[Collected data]
════

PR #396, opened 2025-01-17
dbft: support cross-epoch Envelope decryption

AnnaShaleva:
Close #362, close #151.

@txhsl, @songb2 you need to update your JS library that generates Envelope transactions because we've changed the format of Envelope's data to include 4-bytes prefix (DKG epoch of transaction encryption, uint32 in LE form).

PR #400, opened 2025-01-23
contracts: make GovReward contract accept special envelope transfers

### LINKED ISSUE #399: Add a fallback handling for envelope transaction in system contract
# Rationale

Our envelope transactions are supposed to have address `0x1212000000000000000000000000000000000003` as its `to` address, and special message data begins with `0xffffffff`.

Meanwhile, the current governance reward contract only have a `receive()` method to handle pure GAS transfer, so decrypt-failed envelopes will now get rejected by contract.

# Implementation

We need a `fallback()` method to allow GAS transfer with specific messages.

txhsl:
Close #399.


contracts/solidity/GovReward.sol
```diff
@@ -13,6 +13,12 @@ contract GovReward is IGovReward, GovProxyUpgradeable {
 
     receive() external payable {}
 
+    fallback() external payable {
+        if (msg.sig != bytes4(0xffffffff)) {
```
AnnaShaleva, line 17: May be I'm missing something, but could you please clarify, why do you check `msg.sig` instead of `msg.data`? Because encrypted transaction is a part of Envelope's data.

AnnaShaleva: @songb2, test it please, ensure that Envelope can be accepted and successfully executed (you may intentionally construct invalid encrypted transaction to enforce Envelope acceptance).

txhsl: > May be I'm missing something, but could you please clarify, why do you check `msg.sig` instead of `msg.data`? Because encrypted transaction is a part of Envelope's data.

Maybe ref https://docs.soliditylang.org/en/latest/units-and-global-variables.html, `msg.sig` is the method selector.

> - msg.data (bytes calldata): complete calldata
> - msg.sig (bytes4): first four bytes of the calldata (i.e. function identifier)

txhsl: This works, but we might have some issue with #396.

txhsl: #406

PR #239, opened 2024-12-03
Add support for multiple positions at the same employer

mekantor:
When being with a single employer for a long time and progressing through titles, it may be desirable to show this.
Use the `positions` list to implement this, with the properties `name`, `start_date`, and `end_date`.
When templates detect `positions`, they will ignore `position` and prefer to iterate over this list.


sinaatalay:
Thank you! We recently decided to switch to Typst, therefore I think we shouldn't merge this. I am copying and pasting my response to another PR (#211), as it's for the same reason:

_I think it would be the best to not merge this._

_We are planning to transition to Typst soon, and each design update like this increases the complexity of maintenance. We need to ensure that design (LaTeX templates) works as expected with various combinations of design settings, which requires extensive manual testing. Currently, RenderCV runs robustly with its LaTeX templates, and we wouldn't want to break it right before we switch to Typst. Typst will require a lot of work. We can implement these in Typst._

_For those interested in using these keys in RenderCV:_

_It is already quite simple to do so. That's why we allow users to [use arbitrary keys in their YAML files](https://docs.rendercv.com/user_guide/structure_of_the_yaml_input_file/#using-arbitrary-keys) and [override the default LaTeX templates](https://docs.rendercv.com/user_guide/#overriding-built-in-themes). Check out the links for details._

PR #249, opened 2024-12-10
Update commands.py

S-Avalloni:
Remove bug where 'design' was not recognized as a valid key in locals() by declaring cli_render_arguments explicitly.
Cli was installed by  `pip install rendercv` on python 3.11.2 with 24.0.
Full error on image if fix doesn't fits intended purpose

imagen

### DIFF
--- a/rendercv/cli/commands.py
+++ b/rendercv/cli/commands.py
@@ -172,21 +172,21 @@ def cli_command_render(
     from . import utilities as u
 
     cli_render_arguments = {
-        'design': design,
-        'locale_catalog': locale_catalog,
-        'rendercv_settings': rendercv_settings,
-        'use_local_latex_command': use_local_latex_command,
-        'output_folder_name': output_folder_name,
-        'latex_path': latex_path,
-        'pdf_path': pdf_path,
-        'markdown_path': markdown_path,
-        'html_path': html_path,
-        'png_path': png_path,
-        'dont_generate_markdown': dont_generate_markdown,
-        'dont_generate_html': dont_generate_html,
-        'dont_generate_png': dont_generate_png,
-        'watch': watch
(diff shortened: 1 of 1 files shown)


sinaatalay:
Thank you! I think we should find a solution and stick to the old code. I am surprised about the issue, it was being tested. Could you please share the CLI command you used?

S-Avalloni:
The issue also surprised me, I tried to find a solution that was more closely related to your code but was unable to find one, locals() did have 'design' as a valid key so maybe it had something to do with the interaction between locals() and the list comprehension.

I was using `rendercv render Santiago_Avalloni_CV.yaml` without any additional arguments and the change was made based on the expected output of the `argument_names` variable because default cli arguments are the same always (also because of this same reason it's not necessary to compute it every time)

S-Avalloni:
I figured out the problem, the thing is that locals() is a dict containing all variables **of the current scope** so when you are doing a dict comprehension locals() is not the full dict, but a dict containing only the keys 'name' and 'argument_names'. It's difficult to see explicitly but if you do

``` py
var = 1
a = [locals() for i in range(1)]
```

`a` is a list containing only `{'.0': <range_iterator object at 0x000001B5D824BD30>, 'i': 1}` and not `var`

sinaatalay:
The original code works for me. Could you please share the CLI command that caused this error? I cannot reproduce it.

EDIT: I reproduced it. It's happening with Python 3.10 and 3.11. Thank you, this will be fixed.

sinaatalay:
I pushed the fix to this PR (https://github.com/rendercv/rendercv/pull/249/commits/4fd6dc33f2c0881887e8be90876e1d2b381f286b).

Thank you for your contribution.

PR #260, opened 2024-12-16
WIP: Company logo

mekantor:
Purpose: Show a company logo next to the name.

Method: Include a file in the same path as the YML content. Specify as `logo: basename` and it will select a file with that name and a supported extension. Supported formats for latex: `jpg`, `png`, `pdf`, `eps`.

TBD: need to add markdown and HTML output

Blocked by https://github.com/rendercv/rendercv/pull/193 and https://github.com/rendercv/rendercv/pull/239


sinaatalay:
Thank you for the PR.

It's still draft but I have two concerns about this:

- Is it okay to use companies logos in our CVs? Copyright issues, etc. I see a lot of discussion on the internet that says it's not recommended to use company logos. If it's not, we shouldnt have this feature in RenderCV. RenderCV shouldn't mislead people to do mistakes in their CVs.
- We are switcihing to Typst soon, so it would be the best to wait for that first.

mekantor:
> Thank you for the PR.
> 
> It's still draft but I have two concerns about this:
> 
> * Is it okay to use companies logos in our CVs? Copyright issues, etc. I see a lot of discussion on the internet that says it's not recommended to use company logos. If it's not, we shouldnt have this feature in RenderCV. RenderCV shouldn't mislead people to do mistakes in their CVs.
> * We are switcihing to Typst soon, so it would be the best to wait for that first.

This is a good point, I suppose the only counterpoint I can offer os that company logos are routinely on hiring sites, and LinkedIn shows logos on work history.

════

Determine the number of lines above that include the word "default"; the reply is that number only.

Answer to the problem –
2